We have developed a simple and effective method to extract Mycobacterium tuberculosis (MTB) DNA from clinically obtained AFB smears with sufficient quality for PCR amplification and next-generation DNA sequencing. We have also streamlined the process for PCR amplification of the isolated DNA for subsequent high-throughput sequencing of 17 regions of the MTB genome, enabling rapid detection of mutations associated with resistance to INH, RIF, ethambutol (EMB), PZA, FQ, and injectable aminoglycoside antibiotics. Here, we describe the method and assess the utility of our approach with 1,208 clinical AFB smears from Ghana, Kenya, Uganda, and Zambia. Since sequencing is becoming increasingly established as a definitive, reproducible, and reliable predictor of phenotypic DST, we also report the results of our new test desegregated by region and patient treatment status.
Methods
AFB direct sputum microscopy smears
A convenience sample of clinically obtained direct AFB sputum smears (n = 2,227), collected between 2013 and 2016, was provided for evaluation with our assay.
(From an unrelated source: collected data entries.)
PR #461, opened 2021-09-15
cluster: Support custom properties

vkareh:
This hidden flag allows for the internal use of cluster properties.

Usage:
```
$ rosa create cluster --properties key:val --properties boolean --properties support:'{"json":"yes"}'
{
  ...
  "properties": {
    "key": "val",
    "boolean": "true"
    "support": "{\"json\":\"yes\"}"
  }
}
```


jeefy:
/lgtm
You da best

PR #463, opened 2021-09-16
aws: Force manual mode when getting AccessDenied

vkareh:
Since the resulting AWS commands are useful even without the correct
permissions in the current account, we force the mode to manual if the
current user is not allowed to verify the existence of
operator-roles/oidc-provider.

### DIFF
--- a/cmd/create/oidcprovider/cmd.go
+++ b/cmd/create/oidcprovider/cmd.go
@@ -151,8 +151,12 @@ func run(cmd *cobra.Command, _ []string) {
 	// Check to see if IAM operator roles have already created
 	missingRoles, err := validateOperatorRoles(awsClient, cluster)
 	if err != nil {
-		reporter.Errorf("Failed to validate operator roles exist: %s", err)
-		os.Exit(1)
+		if strings.Contains(err.Error(), "AccessDenied") {
+			reporter.Debugf("Failed to verify if operator roles exist: %s", err)
+		} else {
+			reporter.Errorf("Failed to verify if operator roles exist: %s", err)
+			os.Exit(1)
+		}
 	}
 
 	if len(missingRoles) > 0 {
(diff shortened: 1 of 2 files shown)


ciaranRoche:
Just one small comment, it is a little confusing in the flow as an error comes up and the user can continue with the prompt. 

```
rosa create operator-roles --cluster croche-test
E: Failed to validate if operator roles exist: AccessDenied: User: arn:aws:iam::765374464689:user/test-user-no-permissions is not authorized to perform: iam:GetRole on resource: role croche-test-i7w6-openshift-cloud-credential-operator-cloud-crede
        status code: 403, request id: 0de750f4-f753-4942-89fd-95b1693d71ba
? Operator policy prefix (optional): 
? Permissions boundary ARN (optional): 
W: Forcing manual mode.
I: Run the following commands to create the operator roles:
```
Would it be worth a prompt between the error and the optional params :thinking: 

Other than that, works well so wouldn't class it as a blocker to this LGTM :+1:

cmd/create/oidcprovider/cmd.go
```diff
@@ -148,11 +148,19 @@ func run(cmd *cobra.Command, _ []string) {
...
+	mode := args.mode
+	autoMode := cmd.Flags().Changed("mode") && mode == "auto"
+	forceManual := false
+
 	// Check to see if IAM operator roles have already created
 	missingRoles, err := validateOperatorRoles(awsClient, cluster)
 	if err != nil {
-		reporter.Errorf("Failed to validate operator roles exist: %s", err)
-		os.Exit(1)
+		reporter.Errorf("Failed to validate if operator roles exist: %s", err)
```
pvasant, line 158: Can we change this message to just print for other errors and for access denied we can print saying that "access is denied" trying running manually .. something like that?

vkareh:
@pvasant @ciaranRoche - I've changed the approach here. Instead of having to force `--mode manual` or any of that, I just silently ignore `AccessDenied` for non-essential API calls. This way the user can just move on with creating the resources, either manually or automatically (they _may_ still have perms to create, but not to list)

pvasant:
LGTM. but this might conflict with other merge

We utilized 635 of the slides to develop our assay. We processed an additional 1,208 smears (one per subject) with the final version of our assay, which is the focus of this manuscript. A summary of the study sample population and methods is presented in Fig 1. We excluded 384 smears from processing (Fig 1). We excluded scanty [1 to 9 AFB in 100 fields] smears because a preliminary evaluation of our assay showed suboptimal performance with such smears (S1 Fig). The slides included in this study consisted of 379 smears from the Ghanaian Armed Forces Health Care Beneficiary population seen at 37 Military Hospital, Accra, 517 smears from a PEPFAR population in the Western highlands of Kenya, 262 smears from the Uganda Peoples Defence Force and Ministry of Health hospitals and the Central Public Health Laboratory, Uganda, and 50 smears from Maina Soko Military Hospital serving the greater Lusaka area of Zambia.
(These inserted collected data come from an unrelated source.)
PR #470, opened 2021-09-28
SDA-4829 update getThumbprints to use http package instead of tls

ciaranRoche:
Closes : https://issues.redhat.com/browse/SDA-4829

Copied thumbprints from http to tls to show no differences in the peer certificates returned : https://gist.github.com/ciaranRoche/3c0054a28c4d7a608a7d8ebc4e06ffa0


ciaranRoche:
@vkareh PTAL

PR #475, opened 2021-10-05
SDA-4744 : Add account role validation on cluster create

ciaranRoche:
closes : https://issues.redhat.com/browse/SDA-4744

Validate : 
- create account roles for 4.7 version
- create sts cluster 4.8 with 4.7 account role
- ensure error is returned


cmd/create/cluster/cmd.go
```diff
@@ -722,6 +723,58 @@ func run(cmd *cobra.Command, _ []string) {
...
+						ARN, policyVersion.String(), openshiftVersion.String())
+					os.Exit(1)
+				}
+			}
+		}
+		// if no version tag is found, error out as we can not guarantee policy's are compatible with openshift version
+		if !foundVersion {
+			reporter.Errorf("Could not validate openshift policy version from arn '%s'", ARN)
+			os.Exit(1)
+		}
```
vkareh, line 775: I think we have a function `isRoleCompatible` that does this already. Can you reuse that function (and modify it if necessary), I'd rather have all this code inside `pkg/aws/policies`

cmd/create/cluster/cmd.go
```diff
@@ -722,6 +722,36 @@ func run(cmd *cobra.Command, _ []string) {
...
+
+		validVersion, err := awsClient.HasCompatibleVersionTags(role.Tags, getVersionMinor(version))
+		if err != nil {
+			reporter.Errorf("Could not validate Role '%s' : %v", ARN, err)
+			os.Exit(1)
+		}
+		if !validVersion {
+			reporter.Errorf("Can not proceed with cluster install, policy '%s' version not "+
```
ciaranRoche, line 748: @vkareh what kind of error should we give back here, should we prompting to create new account roles?

vkareh: Yes, let's try a message like
```
Account role '%s' is not compatible with version %s. Run 'rosa create account-roles' to create compatible roles and try again.
```

PR #476, opened 2021-10-06
Hide reporter Info and Warn log when redirecting to a file

zgalor:
Related: SDA-4832


zgalor:
@vkareh @pvasant @ciaranRoche PTAL

vkareh:
I think we should not do it this generally. Some users may pipe the entire output for whatever reason, and the use-case in this ticket is specifically when there's an operation that prints out commands to run (`rosa create account-roles`, etc.) if the user selects `--mode manual` and they pipe it, the can technically do something `rosa create account-roles --mode manual | sh` to auto-run the commands.

zgalor:
> I think we should not do it this generally. Some users may pipe the entire output for whatever reason, and the use-case in this ticket is specifically when there's an operation that prints out commands to run (`rosa create account-roles`, etc.) if the user selects `--mode manual` and they pipe it, the can technically do something `rosa create account-roles --mode manual | sh` to auto-run the commands.

@vkareh what other command should be handled, other than `create account-roles` ?

zgalor:
@vkareh rePTAL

In each country, smears were prepared based on standard protocols recommended for clinical use by their national TB control programs. Types of stains used included Kinyoun, Auramine-Rhodamine, and Ziehl–Neelsen. All smears were centrally graded at the Uniformed Services University of the Health Sciences (USUHS) based on the International Union Against Tuberculosis and Lung Disease (IUATLD) grading system [13]; this required stripping and re-staining the Auramine-Rhodamine stained slides with Kinyoun stain (Remel, Lenexa, KS, USA). In the remainder of this manuscript, wherever a reference is made to stain type, we are specifically referring to the original stain type used on the smear.
Ethics reviews
This study was reviewed and approved as non-human subjects research by the Institutional Review Boards (IRB) at the USUHS and Rutgers New Jersey Medical School, and it was reviewed and designated as an exempt protocol by the IRBs at the Naval Health Research Center, Walter Reed Army Institute of Research, Kenya Medical Research Institute, Makerere University, 37 Military Hospital, and the University of Zambia. Therefore, informed consent was waived by all aforementioned institutions. All data was anonymized before access by this study.
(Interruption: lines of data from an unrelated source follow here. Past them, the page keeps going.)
PR #485, opened 2021-10-14
sts: Group account roles by prefix

vkareh:
When auto-selecting account roles to use on a cluster, ensure that all
roles match the same prefix group. This ensures consistency and avoids
the auto-find to fall into a mix-and-match approach.

Also extract the prefix from said roles and feed it to the 'create
operator-roles' command so that the correct policies are attached to
those as well.

### DIFF
--- a/cmd/create/cluster/cmd.go
+++ b/cmd/create/cluster/cmd.go
@@ -584,7 +584,6 @@ func run(cmd *cobra.Command, _ []string) {
 	}
 
 	hasRoles := false
-	rolePrefix := aws.DefaultPrefix
 
 	if isSTS && roleARN == "" {
 		minor := getVersionMinor(version)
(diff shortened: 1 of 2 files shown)


vkareh:
@ciaranRoche I cherry-picked some of your changes from #486 into this PR. Please take a look

cmd/create/cluster/cmd.go
```diff
@@ -587,49 +587,93 @@ func run(cmd *cobra.Command, _ []string) {
...
+				case aws.InstallerAccountRole:
+					roleARN = selectedARN
+				case aws.SupportAccountRole:
+					supportRoleARN = selectedARN
+				case aws.ControlPlaneAccountRole:
+					controlPlaneRoleARN = selectedARN
+				case aws.WorkerAccountRole:
+					workerRoleARN = selectedARN
+				}
+				hasRoles = true
```
ciaranRoche, line 675: We run into an issue here I think, if one of the roles does not have the prefix, hasRoles can still end up true if the last role in the list has the prefix. Which we will then skip the manual prompt to enter the role. 
Example : https://gist.github.com/ciaranRoche/53c19f395688f021048b4aa25ef68564#file-when_on_role_does_not_exist

Maybe we can drop the `hasRoles` flag and explicitly check if the `role == ""` when determining to prompt the user input for the role. Will also need to add a validator to those prompts to ensure the correct prefix.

Smear extraction and DNA isolation
Prior to extraction, the slides were washed with Xylene (Sigma Aldrich, Inc., Burlington, MA, USA) to remove immersion oil. For the extraction, 200 μl of Instagene Matrix (Bio-Rad Laboratories, Inc., Philadelphia, PA, USA) with 0.1% Triton X-100 (Sigma Aldrich, Inc., Burlington, MA, USA) was aliquoted into 1.5 mL Eppendorf tubes. Without disturbing the Chelex pellet, up to 100 μL of the Instagene Matrix and Triton X-100 solution was aspirated from the tube and dispensed onto the smear. The smear was then scraped off using a razor blade (Fisherbrand™ Razor Blades, Thermo Fisher Scientific, Inc., Hampton, NH, USA), aspirated off the slide, and transferred into the Eppendorf tube containing the Chelex pellet. To isolate the DNA, the extracted smear material was pulse vortexed at high speed for 30 seconds, then boiled for 20 minutes at 90°C, pulse vortexed on medium speed for 10 seconds, and centrifuged for 5 minutes at 15,000 rpm using Eppendorf Centrifuge 5424 (Eppendorf, Hamburg, Germany). The supernatant was transferred to a clean Eppendorf tube and purified using Qiagen QIAamp DNA Micro Kit (Qiagen, Inc., Germantown, MD, USA) according to manufacturer’s instructions for cleanup of genomic DNA. The purified DNA was eluted in 45 μL of AE elution buffer from the kit.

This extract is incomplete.